§ **Task requirements**
What you produce should be every line from the data that includes "jason".

Items from a data source
----

PR #110, opened 2020-02-06
New App registration reply email template

TimCsaky:
# Description
created an Outlook email template to be used by the team when replying to registration requests.
Template was created in a round-about way using IE 'send page as email' feature.

## Checklist


jujaga:
We should put this template file in the wiki instead as this template isn't directly leveraged by any part of the codebase at this time.

PR #116, opened 2020-02-11
DB queries for getting audit history by acronym

loneil:
# Description
Populate DB call for getting audit history.
This schema will change with new history setup after UX decisions, so not permanent, but structure in place now.

## Types of changes

## Checklist

### DIFF
--- a/backend/src/components/audit.js
+++ b/backend/src/components/audit.js
@@ -1,8 +1,8 @@
 const log = require('npmlog');
 
-// const {
-//   auditService
-// } = require('../services');
+const {
+  auditService
+} = require('../services');
 const utils = require('./utils');
 
 const audit = {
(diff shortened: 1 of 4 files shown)


bcgov-nr-csst:
SonarQube Analysis: https://sonarqube-k8vopl-tools.pathfinder.gov.bc.ca/dashboard?id=nr-get-token-pr-116

backend/src/components/audit.js
```diff
@@ -18,17 +18,25 @@ const audit = {
...
       if (history) {
-        return history;
+        const hsts = history.Lifecycles.map(lc => {
+          const hst = {};
+          hst.date = lc.createdAt;
+          hst.acronym = history.acronym;
+          hst.user = lc.LifecycleHistories[0].User.username;
+          hst.environment = lc.env;
+          hst.details = lc.appConfig;
+          return hst;
```
jujaga: As this is direct object assignments, it'd be better to write it as the following:
```
return {
  acronym: history.acronym,
  date: lc.createdAt,
  details: lc.appConfig,
  environment: lc.env,
  user: lc.LifecycleHistories[0].User.username
}
```
This is slightly more memory efficient as there's one less object constant being instantiated -> instead the object is just constructed as part of the anonymous function definition directly.

backend/src/services/audit.js
```diff
@@ -0,0 +1,24 @@
+const db = require('../models');
+
+module.exports = {
+  async findHistory(acronym) {
+    return await db.Acronym.findOne({
+      where: { acronym: acronym },
```
jujaga: Might not be a bad idea to have this where be after the include attribute (alphabetical ordering convention seen in other models)

backend/src/components/audit.js
```diff
@@ -1,8 +1,8 @@
 const log = require('npmlog');
 
-// const {
-//   auditService
-// } = require('../services');
+const {
+  auditService
+} = require('../services');
```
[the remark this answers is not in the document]
loneil: Fixed

backend/src/components/audit.js
loneil: Right, good call. Fixed

backend/src/services/audit.js
loneil: Yes, fixed

PR #117, opened 2020-02-11
Refactor backend to check user acronym permissions from DB

jujaga:
# Description

This PR changes user acronym permission checking behavior to check from the DB instead of from the JWT roles. This refactor is necessary in order to allow enable upcoming UI changes. The list of user acronyms is jury-rigged into the existing /auth/token endpoint for now, but will likely be migrated to its own discrete endpoint at a later date.

[SHOWCASE-714](https://apps.nrs.gov.bc.ca/int/jira/browse/SHOWCASE-714)

## Types of changes

## Checklist

### DIFF
--- a/backend/src/components/appConfig.js
+++ b/backend/src/components/appConfig.js
@@ -2,10 +2,7 @@ const axios = require('axios');
 const config = require('config');
 const log = require('npmlog');
 
-const {
-  acronymService,
-  lifecycleService
-} = require('../services');
+const { acronymService, lifecycleService } = require('../services');
 const utils = require('./utils');
 const permissionHelper = require('./permissionHelpers');
 
@@ -168,7 +165,7 @@ const appConfig = {
           'Content-Type': 'application/json; charset=utf-8'
         }
       });
-      log.verbose('postAppConfig', utils.prettyStringify(webAdeResponse.data));
+      log.verbose('postAppConfig', JSON.stringify(webAdeResponse.data));
 
       await lifecycleService.create(configForm.applicationAcronym, generatedConfig.webAdeCfg, webadeEnv, userId);
 
@@ -217,10 +214,11 @@ const appConfig = {
   },
 
   /**
-   * Fetch all application configurations from webade.
-   * @param {string} webadeEnv - Which ISSS webade env.
+   *  @function getAppConfigs
+   *  Fetch all application configurations from webade.
+   *  @param {string} webadeEnv - Which ISSS webade env.
    */
-  getAppConfigs: async (webadeEnv) => {
+  getAppConfigs: async webadeEnv => {
     const endpoint = config.get(`serviceClient.getok${utils.toPascalCase(webadeEnv)}.endpoint`);
     const username = config.get(`serviceClient.getok${utils.toPascalCase(webadeEnv)}.username`);
     const password = config.get(`serviceClient.getok${utils.toPascalCase(webadeEnv)}.password`);
@@ -235,7 +233,6 @@ const appConfig = {
     const path = '/applicationConfigurations';
 
     try {
-
       // Get the app configurations array
       const webAdeUrl = endpoint + path;
       const webAdeResponse = await axios.get(webAdeUrl, {
@@ -244,7 +241,7 @@ const appConfig = {
           'Content-Type': 'application/json; charset=utf-8'
         }
       });
-      log.verbose('getAppConfigs', utils.prettyStringify(webAdeResponse.data));
+      log.verbose('getAppConfigs', JSON.stringify(webAdeResponse.data));
       return webAdeResponse.data;
     } catch (error) {
       log.error('getAppConfigs', error.message);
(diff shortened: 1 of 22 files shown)


bcgov-nr-csst:
SonarQube Analysis: https://sonarqube-k8vopl-tools.pathfinder.gov.bc.ca/dashboard?id=nr-get-token-pr-117

backend/src/components/appConfig.js
```diff
@@ -168,7 +165,7 @@ const appConfig = {
           'Content-Type': 'application/json; charset=utf-8'
         }
       });
-      log.verbose('postAppConfig', utils.prettyStringify(webAdeResponse.data));
+      log.verbose('postAppConfig', JSON.stringify(webAdeResponse.data));
```
parc-jason: I see that most of the calls to utils.prettyStringify have been changed to JSON.stringify.  Let's remove that method, update any of the remaining 3 calls to use JSON.stringify, and we can just pass in the indent there if required.  It's one fewer thing to test, one fewer proprietary call for readers to look up.

backend/src/components/auth.js
```diff
@@ -4,14 +4,26 @@ const jsonwebtoken = require('jsonwebtoken');
...
+  /**
+   *  @function getUserAcronyms
+   *  @param {object} req An Express request object
+   *  @param {object} _res An Express response object
+   *  @param {function} next A callback function
+   */
+  async getUserAcronyms(req, _res, next) {
+    if (req.user && !auth.isTokenExpired(req.user.jwt)) {
+      const acronyms = await userService.getUserAcronymList(req.user.id);
+      req.user.acronyms = Array.isArray(acronyms) ? acronyms : [];
```
parc-jason: Where is this req.user.acronyms used? Still looks like all the work is from permissionHelper.checkAcronymPermission?

backend/src/routes/auth.js
```diff
@@ -60,7 +54,7 @@ router.post('/refresh', [
   return res.status(200).json(refresh);
 });
 
-router.use('/token', auth.refreshJWT, auth.updateDBFromToken, async (req, res) => {
+router.use('/token', auth.refreshJWT, auth.updateDBFromToken, auth.getUserAcronyms, (req, res) => {
```
parc-jason: Don't see that auth.getUserAcronyms does anything of benefit.

jujaga: auth.getUserAcronyms main purpose is to insert an acronyms attribute holding an array of acronyms a user has access to into the user object response of /auth/token. This is needed for the front-end to still be able to load its state and know what acronyms a user has access to.

backend/src/components/permissionHelpers.js
```diff
@@ -1,55 +1,50 @@
 const log = require('npmlog');
-const utils = require('./utils');
 
+const { userService } = require('../services');
 
 const permissionHelpers = {
   // TODO: this is likely soon to be refactored out, as we will be pulling acronyms from the DB, not from access roles
```
loneil: Still need this?

backend/src/components/appConfig.js
jujaga: Fair enough at this point - there isn't as much value for us to preserve this util function at this point as it's pretty simple with what it's doing to begin with.

backend/src/components/permissionHelpers.js
```diff
@@ -69,7 +64,8 @@ const permissionHelpers = {
         return `Acronym '${acronymData.acronym}' is not permitted special access to NROS DMS`;
       }
     } catch (error) {
-      log.error(`Error occurred determening permission for WebADE POST. Error: ${error}`);
+      console.log(error);
```
loneil: console.log

backend/src/components/auth.js
jujaga: `getUserAcronyms` is used in the route layer to expose the list of acronyms a user is associated to the /auth/token response. This is needed for subsequent front-end work. The subtle difference with `permissionHelper.checkAcronymPermission` is that instead of offering an array of acronyms, it answers the question "given this token and the acronym you are asking for, are you allowed to do it", whereas `getUserAcronyms` answers the question "what acronyms does this user have access to?".

backend/src/components/permissionHelpers.js
jujaga: The `filterAppAcronymRoles` function is still being left in as it's a part of the pathway where we load acronym information from JWT into the database. We elected at this time to leave that pathway in as it'd be an easy interim solution to populate the DB with new acronyms/user associations through Keycloak instead of having to do a direct DB query to insert. The TODO comment I left in because at some point further down the line when we remove this pathway we'll want to remove this function in its entirety as well.

backend/src/components/permissionHelpers.js
jujaga: Good catch. Also lame that eslint no longer warns on this... fixed.

backend/src/components/permissionHelpers.js
loneil: Right, gotcha

PR #120, opened 2020-02-18
Administrative endpoint for registering users

loneil:
# Description
https://apps.nrs.gov.bc.ca/int/jira/browse/SHOWCASE-96

Add a endpoint (temporary shim until we build an admin interface) that will register users to applcation acronyms.
If a acronym is not in the DB it will create it, same with user.
User must be exist in KC for this to work.

The common services team member doing this must have the new role GETOK_ADMIN_ADD_USER.

Use a GET (with a GETOK team user bearer token from the GETOK realm) on the following URL for this to work
/api/v1/acronyms/{ACRONYM}/addUser/{USERNAME}
username is llike "loneil@idir"

Best way to do this is to use the DEBUG Api Tester panel in GETOK (konami code to access)

## Types of changes

## Checklist

## Further comments

I added the functionality to get Keycloak users to the KeyCloakServiceClientManager class, but that is instantiated with client credentials auth information for a keycloak realm admin user. Realized we don't have config for this in GETOK for the GETOK realm, just for the YAMS realm.
Then realized that a **user** token can be used to fetch this, as long as it has the view-users scope, which our team members will have because we are realm admins. And this is a better way of controlling that access.
So to not have to add a whole bunch of new config/openshift setup/documentation for this other service client. I'm going with the user token access for getting users instead.
I left the methods in the KC manager classes as this may be useful in the common services YAMS realm at some point.

### DIFF
--- a/backend/src/components/acronyms.js
+++ b/backend/src/components/acronyms.js
@@ -22,6 +22,18 @@ const acronyms = {
       log.error('getAcronym', error.message);
       throw new Error(`An error occured fetching acronym details from GETOK database. ${error.message}`);
     }
+  },
+
+  registerUserToAcronym: async (acronym, username) => {
+    await acronymService.findOrCreateList(acronymList);
+
+    // Add user if they don't already exist
+    await userService.findOrCreate(req.user.id, req.user.displayName, req.user._json.preferred_username);
+
+    // Add update user-acronym association from JWT roles
+    await acronymList.forEach(value => {
+      userService.addAcronym(req.user.id, value);
+    });
   }
 };
 
--- a/backend/src/components/acronyms.js
+++ b/backend/src/components/acronyms.js
@@ -1,6 +1,7 @@
+const axios = require('axios');
 const log = require('npmlog');
 
-const { acronymService } = require('../services');
+const { acronymService, userService } = require('../services');
 
 const acronyms = {
   /**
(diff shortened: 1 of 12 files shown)


bcgov-nr-csst:
SonarQube Analysis: https://sonarqube-k8vopl-tools.pathfinder.gov.bc.ca/dashboard?id=nr-get-token-pr-120

backend/src/routes/v1/acronyms.js
```diff
@@ -31,4 +31,39 @@ acronyms.get('/:appAcronym', [
...
+  if (!req.params.appAcronym || !req.params.username) {
+    res.status(400).json({
+      message: 'Must supply app acronym and user (ex: myname@idir)'
+    });
+    return res;
+  }
+
+  try {
+    const token = req.headers.authorization.split(' ')[1];
+    const response = await acronymComponent.registerUserToAcronym(token, req.user.jwt.iss, req.params.appAcronym.toUpperCase(), req.params.username.toLowerCase());
```
jujaga: Wondering if we should embed the toUpperCase and toLowerCase directly into that component function instead. It'd make the function be more of an enforcer.

backend/src/components/realmAdminSvc.js
```diff
@@ -388,6 +387,23 @@ class RealmAdminService {
     //204 created...
     return response;
   }
+
+  // Get from the users list with the username query param. If we want to be able to filter by more can refactor this method
+  // to take in search parameters. https://www.keycloak.org/docs-api/5.0/rest-api/index.html#_users_resource
```
parc-jason: yeah, we can think more on this later; this is a good one for our immediate needs.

----

§ **Answer box**
parc-jason: I see that most of the calls to utils.prettyStringify have been changed to JSON.stringify.  Let's remove that method, update any of the remaining 3 calls to use JSON.stringify, and we can just pass in the indent there if required.  It's one fewer thing to test, one fewer proprietary call for readers to look up.
parc-jason: Where is this req.user.acronyms used? Still looks like all the work is from permissionHelper.checkAcronymPermission?
parc-jason: Don't see that auth.getUserAcronyms does anything of benefit.
parc-jason: yeah, we can think more on this later; this is a good one for our immediate needs.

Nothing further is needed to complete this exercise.